I'm learning how to balance and not become as overwhelmed with my emotions.  Before they would overtake me, but I can now let bits out for short periods of time without dissociating or having a panic attacks.  Sometimes I still have the panic attacks, but not all times, so this is success.

I also talked to her about the looming relevance of the death date itself and how I would like to learn how to think differently about it.  I want to honor my sister, but I don't want to feel like I'm preparing for a nuclear bomb.  The fact is that I think it's going to be like it was, but it can never be like that again because that night already happened.  I can make peace with it and slowly let it go now.  There is no purpose for me to harbor some of those memories as closely as I do.

Even the date.  If I really wanted to, I could honor her on December 8th instead of the 9th.  I can do whatever I want.  What an enormous relief that is.  Don't know if I'll do that, but I could if I wanted to.

It is a day and it will see the sun rise and it will see the sun fall.  And then that day will pass and another one will come.

I think this is kind of what you might have been getting at previously, comfortzone?

Anyway, just random thoughts.


----------



## healthbound (Dec 6, 2005)

And another thing.  I'm mad.  I don't recall feeling disappointed about her death in the past because I always felt I understood exactly why she did it.  But I feel very disappointed now.


----------



## healthbound (Dec 6, 2005)

> If you haven't read it yet, see Grief and Bereavement in Accidental or Sudden Death -- especially the parts on legacy.

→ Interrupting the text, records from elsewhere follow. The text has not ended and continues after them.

Issue #2708, opened 2019-01-23
Provide a Semigroupal instance for SortedSet


LukaJCB:
Should be something like this:

```scala
def product[A, B](fa: SortedSet[A], fb: SortedSet[B]): SortedSet[(A,B)] = {
  implicit val orderingA = fa.ordering
  implicit val orderingB = fb.ordering
    
  fa.flatMap(a => fb.map(b => a -> b))
}
```

calvinbrown085:
Hi @LukaJCB I'd be happy to give this a shot, would that go in here? https://github.com/typelevel/cats/blob/774fb51d1365e1adef7fa71f09b1410941264f60/core/src/main/scala/cats/instances/sortedSet.scala#L9

LukaJCB:
Unfortunately I think it'd need to go in another trait for binary compatability.

calvinbrown085:
@LukaJCB if have a second, do you mind pointing me in the right direction? Or by `another trait` do you mean a new file? That we can create for bin compat issues

LukaJCB:
Something like this one: 
https://github.com/typelevel/cats/blob/774fb51d1365e1adef7fa71f09b1410941264f60/core/src/main/scala/cats/instances/option.scala#L130

You can't extend the trait directly so we mix it into the objects that need it, i.e. `cats.implicits` and `cats.instances.sortedSet`. :)

calvinbrown085:
Perfect, that's what I figured :)

calvinbrown085:
So I have that PR, I'm a bit confused on why it's failing the bin compat check

vladislavGutov:
Hi @LukaJCB 
Seems like this one was forgotten.
I created PR https://github.com/typelevel/cats/pull/2840. When you have time, could look at it, please?

calvinbrown085:
@vladislavGutov Thank you! I haven't had time to look at this unfortunately. I'll close this PR.

kailuowang:
closed by #2840

PR #2710, opened 2019-01-25
Adding product function for sorted set instances

calvinbrown085:
https://github.com/typelevel/cats/issues/2708
I ran `sbt prePR`, i'm kind of confused why it's failing the bin compatibility check if anyone has a second to look :)

### DIFF
--- a/core/src/main/scala/cats/instances/all.scala
+++ b/core/src/main/scala/cats/instances/all.scala
@@ -42,6 +42,7 @@ trait AllInstancesBinCompat1
     with StreamInstancesBinCompat0
     with MapInstancesBinCompat0
     with SortedMapInstancesBinCompat0
+    with SortedSetInstancesBinCompat0
 
 trait AllInstancesBinCompat2 extends DurationInstances with FiniteDurationInstances
 
--- a/core/src/main/scala/cats/instances/all.scala
+++ b/core/src/main/scala/cats/instances/all.scala
@@ -42,8 +42,9 @@ trait AllInstancesBinCompat1
     with StreamInstancesBinCompat0
     with MapInstancesBinCompat0
     with SortedMapInstancesBinCompat0
-    with SortedSetInstancesBinCompat0
 
 trait AllInstancesBinCompat2 extends DurationInstances with FiniteDurationInstances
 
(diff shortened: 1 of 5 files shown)


core/src/main/scala/cats/instances/all.scala
```diff
@@ -42,6 +42,7 @@ trait AllInstancesBinCompat1
     with StreamInstancesBinCompat0
     with MapInstancesBinCompat0
     with SortedMapInstancesBinCompat0
+    with SortedSetInstancesBinCompat0
```
LukaJCB: This is the problem right here, you can't add anything to existing traits, only final classes and objects :)

calvinbrown085: Ah, Do I just need to add `AllInstancesBinCompat4` that extends `SortedSetInstancesBinCompat0` ?

LukaJCB: Yup,I believe so

LukaJCB:
Can you also mix it into `cats.instances.all` and `cats.implicits`?

calvinbrown085:
@LukaJCB Yep!

tests/src/test/scala/cats/tests/SortedSetSuite.scala
```diff
@@ -2,13 +2,17 @@ package cats
...
+import cats.laws.discipline.{FoldableTests, SemigroupKTests, SemigroupalTests, SerializableTests}
 import cats.kernel.laws.discipline.{BoundedSemilatticeTests, HashTests, PartialOrderTests}
 import cats.laws.discipline.arbitrary._
 
 import scala.collection.immutable.SortedSet
 
 class SortedSetSuite extends CatsSuite {
+
+  checkAll("SortedSet[Int]", SemigroupalTests[SortedSet].semigroupal[Int, Int, Int])
+  checkAll("Semigroupal[SortedSet]", SerializableTests.serializable(Semigroupal[SortedSet]))
```
LukaJCB: `Semigroupal[SortedSet]` isn't in scope here :)

LukaJCB: You can mix it into `CatsSuite`

PR #2713, opened 2019-01-29
Switch to Scala CoC

LukaJCB:
The Scala Code of Conduct is an improvement to the original CoC, [endorsed by Typelevel](https://typelevel.org/blog/2016/12/17/scala-coc.html) and other downstream projects have already made the switch (fs2, cats-effect, http4s).


LukaJCB:
Looks like we have overwhelming support :+1:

I think that's the key.



I just read this, db.  Thank you very much for posting this link, I found it very helpful and validating.  I also didn't realize that you had experienced sudden loss and reading about your experiences helped me feel less alone in mine.  I KNOW others go through loss, but I don't KNOW them.

Do you still feel overwhelmingly sad sometimes?


----------



## David Baxter PhD (Dec 6, 2005)

Yes. A little less often overwhelmingly so as time goes on, and I can remember a lot more of the positive things about her life - both of them.

You never "get over" losing someone. You just learn how to live with it and how to force it to mean something.


----------



## healthbound (Dec 6, 2005)

I look forward to remembering more of the positive things about her life (and mine!) after I work through the disturbing ones.


I liked what you wrote about legacy in your article.

I want to somehow positively impact suicide prevention and mental health awareness.  lol...One of the positive things I thought could come of my blog was that someone might identify with what I wrote about.  Or maybe the blog would help increase awareness of suicide and mental health.

I would also like to use some of my art as a communication vehicle.  I'm certainly no Van Gogh, but when I was younger and I discovered his work, I felt like he knew what I was feeling.  It would be nice if I could do that for others.

I even researched an idea about promoting artists with mental illness.  I actually found a local art gallery that does just that.  I e-mailed them and intend on becoming involved with them on some level in the near future.

Suicide is still so taboo yet deaths by suicide are extremely high.  I will help positively impact education and awareness somehow in the coming years.

I know I'll never "get over" losing her.  But I do hope that someday it gets less overwhelming.  She was very important to me and I miss and love her a lot.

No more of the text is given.